Saved entries:
^^^^^^^^^^^^^^^^
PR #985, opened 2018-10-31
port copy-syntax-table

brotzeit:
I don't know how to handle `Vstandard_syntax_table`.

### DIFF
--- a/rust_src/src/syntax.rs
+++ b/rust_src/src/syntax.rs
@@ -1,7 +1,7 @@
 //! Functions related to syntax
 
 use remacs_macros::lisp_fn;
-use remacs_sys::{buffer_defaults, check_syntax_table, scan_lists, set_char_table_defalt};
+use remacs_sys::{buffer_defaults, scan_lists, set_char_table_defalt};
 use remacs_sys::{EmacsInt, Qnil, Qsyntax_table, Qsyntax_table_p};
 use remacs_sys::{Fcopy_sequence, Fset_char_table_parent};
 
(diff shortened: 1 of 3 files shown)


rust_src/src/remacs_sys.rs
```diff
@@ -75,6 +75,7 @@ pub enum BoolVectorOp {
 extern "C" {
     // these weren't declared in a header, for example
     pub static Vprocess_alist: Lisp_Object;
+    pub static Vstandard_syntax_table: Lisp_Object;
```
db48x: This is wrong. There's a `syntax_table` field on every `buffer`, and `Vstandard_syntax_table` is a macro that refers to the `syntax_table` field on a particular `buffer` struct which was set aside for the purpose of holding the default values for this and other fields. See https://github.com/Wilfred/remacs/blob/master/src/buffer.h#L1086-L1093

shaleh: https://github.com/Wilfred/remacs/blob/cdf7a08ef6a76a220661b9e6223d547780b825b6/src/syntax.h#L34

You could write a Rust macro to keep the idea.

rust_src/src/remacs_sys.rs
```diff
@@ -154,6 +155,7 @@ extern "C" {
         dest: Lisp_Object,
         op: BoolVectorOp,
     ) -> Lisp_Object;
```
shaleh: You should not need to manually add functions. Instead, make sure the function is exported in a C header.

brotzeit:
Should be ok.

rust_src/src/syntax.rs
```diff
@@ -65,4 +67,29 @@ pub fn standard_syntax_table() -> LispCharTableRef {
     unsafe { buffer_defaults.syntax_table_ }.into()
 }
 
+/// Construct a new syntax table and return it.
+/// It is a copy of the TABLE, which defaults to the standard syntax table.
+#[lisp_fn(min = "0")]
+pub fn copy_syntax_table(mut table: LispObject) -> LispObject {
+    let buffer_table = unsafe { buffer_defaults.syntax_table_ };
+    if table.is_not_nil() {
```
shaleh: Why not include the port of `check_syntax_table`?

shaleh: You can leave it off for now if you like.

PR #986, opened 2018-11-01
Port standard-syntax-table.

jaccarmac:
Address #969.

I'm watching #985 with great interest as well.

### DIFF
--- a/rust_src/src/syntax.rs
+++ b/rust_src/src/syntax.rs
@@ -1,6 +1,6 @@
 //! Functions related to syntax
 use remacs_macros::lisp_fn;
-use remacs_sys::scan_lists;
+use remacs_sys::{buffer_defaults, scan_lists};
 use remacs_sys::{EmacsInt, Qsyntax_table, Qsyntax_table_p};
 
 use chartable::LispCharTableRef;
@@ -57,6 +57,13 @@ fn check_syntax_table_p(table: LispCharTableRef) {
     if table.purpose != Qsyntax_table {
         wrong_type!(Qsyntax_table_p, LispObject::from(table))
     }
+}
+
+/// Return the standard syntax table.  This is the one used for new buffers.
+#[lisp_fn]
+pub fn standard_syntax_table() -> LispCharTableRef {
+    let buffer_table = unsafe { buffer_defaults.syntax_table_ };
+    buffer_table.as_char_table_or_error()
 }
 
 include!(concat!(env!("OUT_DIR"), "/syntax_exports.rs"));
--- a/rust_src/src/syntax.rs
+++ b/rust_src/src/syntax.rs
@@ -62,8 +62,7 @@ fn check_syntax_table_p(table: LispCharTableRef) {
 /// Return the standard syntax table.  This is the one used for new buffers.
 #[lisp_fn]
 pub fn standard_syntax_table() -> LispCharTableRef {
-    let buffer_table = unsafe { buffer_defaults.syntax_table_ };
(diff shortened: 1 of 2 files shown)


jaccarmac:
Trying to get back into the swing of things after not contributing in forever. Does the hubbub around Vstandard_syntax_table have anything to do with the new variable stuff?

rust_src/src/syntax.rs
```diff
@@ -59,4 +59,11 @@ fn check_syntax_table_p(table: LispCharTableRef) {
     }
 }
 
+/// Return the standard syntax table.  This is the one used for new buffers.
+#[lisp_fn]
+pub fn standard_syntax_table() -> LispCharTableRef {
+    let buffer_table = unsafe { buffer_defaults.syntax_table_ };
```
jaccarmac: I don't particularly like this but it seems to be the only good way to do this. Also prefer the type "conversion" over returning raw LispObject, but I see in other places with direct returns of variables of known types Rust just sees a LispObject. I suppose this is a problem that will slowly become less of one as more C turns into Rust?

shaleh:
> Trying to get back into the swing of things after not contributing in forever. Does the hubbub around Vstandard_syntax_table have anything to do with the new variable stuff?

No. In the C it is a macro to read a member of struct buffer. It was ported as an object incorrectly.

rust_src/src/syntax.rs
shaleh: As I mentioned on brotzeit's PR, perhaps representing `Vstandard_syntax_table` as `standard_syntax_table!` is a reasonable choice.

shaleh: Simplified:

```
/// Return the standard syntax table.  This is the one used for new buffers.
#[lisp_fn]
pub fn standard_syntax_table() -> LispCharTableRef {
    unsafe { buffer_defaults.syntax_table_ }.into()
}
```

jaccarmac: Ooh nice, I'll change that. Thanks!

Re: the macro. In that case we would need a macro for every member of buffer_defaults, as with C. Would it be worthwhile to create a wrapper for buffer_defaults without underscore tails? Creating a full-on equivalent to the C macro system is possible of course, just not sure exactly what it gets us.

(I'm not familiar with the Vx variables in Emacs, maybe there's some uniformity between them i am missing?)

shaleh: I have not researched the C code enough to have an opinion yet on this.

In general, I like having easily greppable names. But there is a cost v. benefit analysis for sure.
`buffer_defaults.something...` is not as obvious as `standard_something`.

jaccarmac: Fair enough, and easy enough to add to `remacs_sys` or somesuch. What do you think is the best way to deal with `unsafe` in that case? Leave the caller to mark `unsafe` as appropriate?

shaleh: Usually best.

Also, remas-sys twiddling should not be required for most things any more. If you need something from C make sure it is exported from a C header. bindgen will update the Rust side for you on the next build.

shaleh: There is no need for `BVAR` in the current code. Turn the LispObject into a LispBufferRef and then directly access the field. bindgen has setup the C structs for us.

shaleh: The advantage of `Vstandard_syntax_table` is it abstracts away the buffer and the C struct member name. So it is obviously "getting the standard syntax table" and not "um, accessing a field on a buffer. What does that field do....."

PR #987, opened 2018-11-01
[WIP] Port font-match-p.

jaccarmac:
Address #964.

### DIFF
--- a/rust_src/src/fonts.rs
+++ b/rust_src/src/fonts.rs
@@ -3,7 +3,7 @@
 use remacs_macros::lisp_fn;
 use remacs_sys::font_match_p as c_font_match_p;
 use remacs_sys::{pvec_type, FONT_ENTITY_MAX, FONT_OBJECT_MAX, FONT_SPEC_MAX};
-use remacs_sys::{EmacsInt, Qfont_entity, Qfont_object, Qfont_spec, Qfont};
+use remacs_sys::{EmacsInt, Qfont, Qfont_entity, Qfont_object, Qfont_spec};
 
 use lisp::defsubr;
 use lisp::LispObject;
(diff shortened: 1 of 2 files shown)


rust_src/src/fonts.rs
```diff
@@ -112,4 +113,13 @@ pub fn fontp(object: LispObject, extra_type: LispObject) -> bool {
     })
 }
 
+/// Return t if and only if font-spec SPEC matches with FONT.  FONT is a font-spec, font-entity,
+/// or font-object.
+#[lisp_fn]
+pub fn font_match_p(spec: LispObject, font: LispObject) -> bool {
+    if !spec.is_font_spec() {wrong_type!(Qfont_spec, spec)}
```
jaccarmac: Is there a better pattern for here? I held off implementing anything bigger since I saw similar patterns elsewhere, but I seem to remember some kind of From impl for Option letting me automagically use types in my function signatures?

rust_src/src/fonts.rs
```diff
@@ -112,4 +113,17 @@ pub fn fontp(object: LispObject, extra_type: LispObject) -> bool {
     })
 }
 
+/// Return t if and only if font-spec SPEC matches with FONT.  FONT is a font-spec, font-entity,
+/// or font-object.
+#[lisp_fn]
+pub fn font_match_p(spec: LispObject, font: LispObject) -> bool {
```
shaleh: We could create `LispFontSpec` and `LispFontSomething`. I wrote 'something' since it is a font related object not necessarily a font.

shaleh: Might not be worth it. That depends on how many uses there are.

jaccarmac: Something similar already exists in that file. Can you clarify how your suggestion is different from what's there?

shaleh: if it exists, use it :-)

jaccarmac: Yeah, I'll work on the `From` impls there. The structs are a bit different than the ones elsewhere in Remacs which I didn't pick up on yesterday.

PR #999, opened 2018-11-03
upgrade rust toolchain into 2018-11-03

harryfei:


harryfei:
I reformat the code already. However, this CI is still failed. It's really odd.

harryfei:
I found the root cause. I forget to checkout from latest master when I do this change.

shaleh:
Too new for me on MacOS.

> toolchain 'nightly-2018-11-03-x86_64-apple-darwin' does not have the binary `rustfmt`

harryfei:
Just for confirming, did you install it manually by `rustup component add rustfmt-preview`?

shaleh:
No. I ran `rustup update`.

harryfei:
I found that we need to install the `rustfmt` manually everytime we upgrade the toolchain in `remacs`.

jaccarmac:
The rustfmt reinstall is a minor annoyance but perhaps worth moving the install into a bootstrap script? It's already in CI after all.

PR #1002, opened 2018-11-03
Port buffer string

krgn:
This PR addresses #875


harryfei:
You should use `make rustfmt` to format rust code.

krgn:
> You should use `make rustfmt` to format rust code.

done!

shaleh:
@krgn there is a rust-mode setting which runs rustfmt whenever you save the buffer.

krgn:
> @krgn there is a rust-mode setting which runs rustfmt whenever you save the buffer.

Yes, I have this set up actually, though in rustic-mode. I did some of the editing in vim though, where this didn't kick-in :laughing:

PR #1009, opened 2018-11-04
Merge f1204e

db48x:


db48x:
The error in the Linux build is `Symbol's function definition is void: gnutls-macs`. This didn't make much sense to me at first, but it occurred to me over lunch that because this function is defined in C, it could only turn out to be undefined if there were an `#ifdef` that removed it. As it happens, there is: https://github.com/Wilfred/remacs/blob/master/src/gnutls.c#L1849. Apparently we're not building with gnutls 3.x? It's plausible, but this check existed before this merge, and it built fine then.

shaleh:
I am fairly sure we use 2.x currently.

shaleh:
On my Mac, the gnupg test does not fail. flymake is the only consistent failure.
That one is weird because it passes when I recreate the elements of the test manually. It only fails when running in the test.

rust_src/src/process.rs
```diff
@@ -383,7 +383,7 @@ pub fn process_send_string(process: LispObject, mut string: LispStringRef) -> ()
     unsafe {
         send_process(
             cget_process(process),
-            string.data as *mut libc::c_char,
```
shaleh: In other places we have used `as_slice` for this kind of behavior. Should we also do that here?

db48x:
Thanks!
^^^^^^^^^^^^^^^^
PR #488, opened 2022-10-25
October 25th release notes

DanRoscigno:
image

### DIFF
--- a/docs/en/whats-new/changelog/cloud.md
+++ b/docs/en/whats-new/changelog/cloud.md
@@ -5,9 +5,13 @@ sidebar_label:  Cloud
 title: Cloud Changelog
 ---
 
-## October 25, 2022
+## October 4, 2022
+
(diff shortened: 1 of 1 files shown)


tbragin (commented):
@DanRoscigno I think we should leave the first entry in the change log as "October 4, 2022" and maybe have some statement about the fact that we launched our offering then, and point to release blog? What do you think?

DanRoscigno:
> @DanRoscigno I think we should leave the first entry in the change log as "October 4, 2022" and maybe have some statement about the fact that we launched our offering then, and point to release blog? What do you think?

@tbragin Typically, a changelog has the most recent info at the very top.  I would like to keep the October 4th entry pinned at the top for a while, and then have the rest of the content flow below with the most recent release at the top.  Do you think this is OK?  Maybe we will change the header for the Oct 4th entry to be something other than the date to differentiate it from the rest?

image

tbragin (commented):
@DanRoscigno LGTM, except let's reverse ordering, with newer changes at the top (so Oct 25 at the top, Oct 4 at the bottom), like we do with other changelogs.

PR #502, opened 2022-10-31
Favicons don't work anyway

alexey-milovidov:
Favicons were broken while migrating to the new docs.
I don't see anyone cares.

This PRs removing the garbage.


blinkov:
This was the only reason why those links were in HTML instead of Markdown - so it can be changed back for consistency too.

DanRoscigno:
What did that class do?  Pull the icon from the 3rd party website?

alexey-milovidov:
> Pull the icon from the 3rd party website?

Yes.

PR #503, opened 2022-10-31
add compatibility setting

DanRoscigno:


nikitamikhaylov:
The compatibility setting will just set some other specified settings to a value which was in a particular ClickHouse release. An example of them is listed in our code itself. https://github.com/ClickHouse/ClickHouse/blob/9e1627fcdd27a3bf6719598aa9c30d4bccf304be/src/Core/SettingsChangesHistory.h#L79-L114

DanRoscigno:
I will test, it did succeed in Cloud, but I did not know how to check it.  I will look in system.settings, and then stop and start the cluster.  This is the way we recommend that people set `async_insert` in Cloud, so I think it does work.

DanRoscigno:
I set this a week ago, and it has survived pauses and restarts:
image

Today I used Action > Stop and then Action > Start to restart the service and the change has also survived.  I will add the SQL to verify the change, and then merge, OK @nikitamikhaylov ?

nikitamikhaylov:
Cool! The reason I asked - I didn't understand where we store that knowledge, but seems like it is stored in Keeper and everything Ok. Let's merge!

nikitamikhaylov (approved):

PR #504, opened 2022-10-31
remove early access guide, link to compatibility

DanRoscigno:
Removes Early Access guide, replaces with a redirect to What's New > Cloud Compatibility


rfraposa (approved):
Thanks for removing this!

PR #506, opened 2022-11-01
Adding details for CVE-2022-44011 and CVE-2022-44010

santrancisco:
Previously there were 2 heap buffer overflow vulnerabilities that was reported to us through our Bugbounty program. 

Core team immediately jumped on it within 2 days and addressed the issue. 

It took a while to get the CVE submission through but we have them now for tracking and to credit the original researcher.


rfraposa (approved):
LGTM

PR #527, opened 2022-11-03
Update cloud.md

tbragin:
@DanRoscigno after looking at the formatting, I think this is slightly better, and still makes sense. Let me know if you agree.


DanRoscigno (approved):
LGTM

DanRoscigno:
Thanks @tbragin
^^^^^^^^^^^^^^^^
__Directions for this task__. Gather all lines with the string "variables" from the data.

__The answer__.
jaccarmac: I don't particularly like this but it seems to be the only good way to do this. Also prefer the type "conversion" over returning raw LispObject, but I see in other places with direct returns of variables of known types Rust just sees a LispObject. I suppose this is a problem that will slowly become less of one as more C turns into Rust?
(I'm not familiar with the Vx variables in Emacs, maybe there's some uniformity between them i am missing?)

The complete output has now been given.